Method and device for improving language discrimination between characters

Technical Field

The present invention relates to information processing technologies, and in particular, to a method and an apparatus for improving linguistic distinction between characters.

Background

In the pattern recognition technology, characters that can be recognized include english, simplified chinese, traditional chinese, arabic, greek letters, various symbols, and the like. Among these characters, there are a large number of similar characters, such as "already" and "already", etc. In recognizing these similar characters, it is difficult to efficiently recognize the correct character using only a character recognition technique. In order to distinguish these similar characters, the probability statistics technique of the language model is widely used in the pattern recognition technique.

In the process of implementing the invention, the inventor finds that the probability statistical technology of the language model is to count the language probability for all characters, but the language probability statistical method for all characters including dissimilar characters is still difficult to accurately distinguish the similar characters.

Disclosure of Invention

The embodiment of the invention provides a method and a device for improving the language discrimination between characters, which are used for improving the language discrimination between similar characters.

The embodiment of the invention adopts the following technical scheme:

a method of improving linguistic distinctness between characters, comprising:

identifying character samples, and clustering characters according to identification results;

calculating the intra-class language probability according to the clustering result of the characters;

calculating the language probability among classes according to the clustering result of the characters;

and calculating the language probability of the character according to the language probability in the class and the language probability among the classes.

An apparatus for improving linguistic distinction between characters, comprising:

the clustering unit is used for identifying the character samples and clustering the characters according to the identification result;

the first calculating unit is used for calculating the intra-class language probability according to the clustering result of the characters;

the second calculating unit is used for calculating the language probability among the classes according to the clustering result of the characters;

and the third calculating unit is used for calculating the language probability of the character according to the language probability in the class and the language probability among the classes.

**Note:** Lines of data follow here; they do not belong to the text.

PR #5616, opened 2021-01-19
ytdl-gui: Add recipe

win8linux:
[YouTubeDL-GUI](https://github.com/JaGoLi/ytdl-gui) is a Qt-based, graphical interface for `youtube-dl` that aims to be simple-to-use yet still provide various options such as file formats and quality levels.

image
image


win8linux:
WTF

The method and the device for improving the language discrimination between the characters in the embodiment of the invention firstly classify the characters by the recognition technology, then obtain the intra-class language probability between different characters in the same class and the inter-class language probability between different classes, and finally obtain the language probability of the characters. That is to say, the language probabilities of the characters calculated by the intra-class language probabilities and the inter-class language probabilities sufficiently represent the language probability difference between different characters in the same class and the language probability difference between different classes, so that the method and the device of the embodiment of the invention can improve the language discrimination between similar characters.

Drawings

In order to more clearly illustrate the technical solutions of the embodiments of the present invention, the drawings needed to be used in the description of the embodiments are briefly introduced below, and it is obvious that the drawings in the following description are only some embodiments of the present invention, and it is obvious for those skilled in the art to obtain other drawings without creative efforts.

FIG. 1 is a flowchart illustrating a method for improving linguistic distinction between characters according to an embodiment of the present invention;

FIG. 2 is a diagram illustrating an apparatus for improving linguistic distinction between characters according to an embodiment of the present invention;

FIG. 3 is a block diagram of an apparatus for improving linguistic distinction between characters according to an embodiment of the present invention.

Detailed Description

The technical solutions in the embodiments of the present invention will be clearly and completely described below with reference to the drawings in the embodiments of the present invention, and it is obvious that the described embodiments are only a part of the embodiments of the present invention, and not all of the embodiments. All other embodiments, which can be derived by a person skilled in the art from the embodiments given herein without making any creative effort, shall fall within the protection scope of the present invention.

In the method for improving the language discrimination between the characters, the character samples are firstly identified through an identification technology, the characters are clustered according to identification results, then the intra-class language probability and the inter-class language probability are respectively obtained according to the clustering results of the characters, and finally the language probability of the language probability characters of the characters is calculated according to the intra-class language probability and the inter-class language probability.

According to the technical scheme, the language probabilities of the characters calculated through the intra-class language probabilities and the inter-class language probabilities fully reflect the language probability difference between different characters in the same class and the language probability difference between different classes, and therefore the method can improve the language discrimination between similar characters.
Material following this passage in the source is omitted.